Con la sentenza n. 68/2024 la Corte costituzionale ha dichiarato in parte illegittima la legge di stabilità 2023 della Regione Sardegna, con esiti differenziati sulle diverse disposizioni impugnate dal Governo.

Di cosa si tratta

Il Governo aveva impugnato più disposizioni della legge di stabilità 2023 della Regione Sardegna, riguardanti in particolare la spesa per il personale e l’organizzazione regionale. Anche per le Regioni a statuto speciale, infatti, esistono limiti statali al contenimento della spesa, espressione dei principi di coordinamento della finanza pubblica. La Corte ha esaminato le varie norme con esiti diversi: alcune sono state annullate perché in contrasto con quei limiti; per altre la questione è stata dichiarata inammissibile; per un’ulteriore disposizione, modificata dalla Regione prima della decisione, è cessata la materia del contendere. La pronuncia mostra bene come, nel contenzioso tra Stato e Regioni, una stessa legge possa dare luogo a soluzioni differenziate a seconda della singola disposizione. Il tema interessa la gestione delle risorse pubbliche regionali e il rispetto dei vincoli posti dallo Stato, soprattutto in materia di personale.

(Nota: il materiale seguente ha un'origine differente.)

PR #2903, opened 2021-09-17
Fix random failures TestWaitAndAddConnectionTimeLongtWindow    

algonautshant:
## Summary
TestWaitAndAddConnectionTimeLongtWindow is randomly failing when the execution of time sensitive statements is separated by more than the expected time gap.

This issue is fixed by replacing the sleep with simulated time passing by changing the recorded time, thus giving the impression that the event happened timeout time ago. 

## Test Plan
This is a test fix.


tsachiherman (changes requested):
looks good, but please make sure it passes all the automated test.

tsachiherman (approved):

PR #2919, opened 2021-09-17
GroupCounter based iterative txnsync filters

brianolson:
## Summary

Only send bloom/xor filter for txns that came in after the last filter was sent.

La questione di legittimità costituzionale

Il Presidente del Consiglio dei ministri ha impugnato gli artt. 5, commi 14, 19, 20 e 21, 7, comma 11, e 16, comma 7, della legge della Regione Sardegna 21 febbraio 2023, n. 1 (Legge di stabilità 2023), in riferimento, tra gli altri, all’art. 117, terzo comma, della Costituzione e allo Statuto speciale, per contrasto con i principi statali in materia di spesa per il personale.

La decisione della Corte

La Corte ha dichiarato l’illegittimità costituzionale degli artt. 5, commi 19, 20 e 21, e 16, comma 7, della legge regionale, nel testo vigente prima di una successiva modifica regionale; ha dichiarato inammissibili le questioni relative all’art. 7, comma 11; ha dichiarato cessata la materia del contendere sull’art. 5, comma 14, modificato nel frattempo dalla Regione.

Il principio

Anche le Regioni a statuto speciale devono rispettare i principi statali di coordinamento della finanza pubblica in materia di spesa per il personale; le disposizioni regionali che li violano sono illegittime, mentre la modifica satisfattiva di una norma fa cessare la materia del contendere.

Domande e risposte

Tutta la legge di stabilità sarda è stata annullata?

No. Solo alcune disposizioni sono state dichiarate illegittime; per altre la questione è stata dichiarata inammissibile e per una è cessata la materia del contendere a seguito di una modifica regionale.

Perché alcune norme sono state annullate?

Perché contrastavano con i principi statali di coordinamento della finanza pubblica in materia di spesa per il personale, vincolanti anche per le Regioni a statuto speciale.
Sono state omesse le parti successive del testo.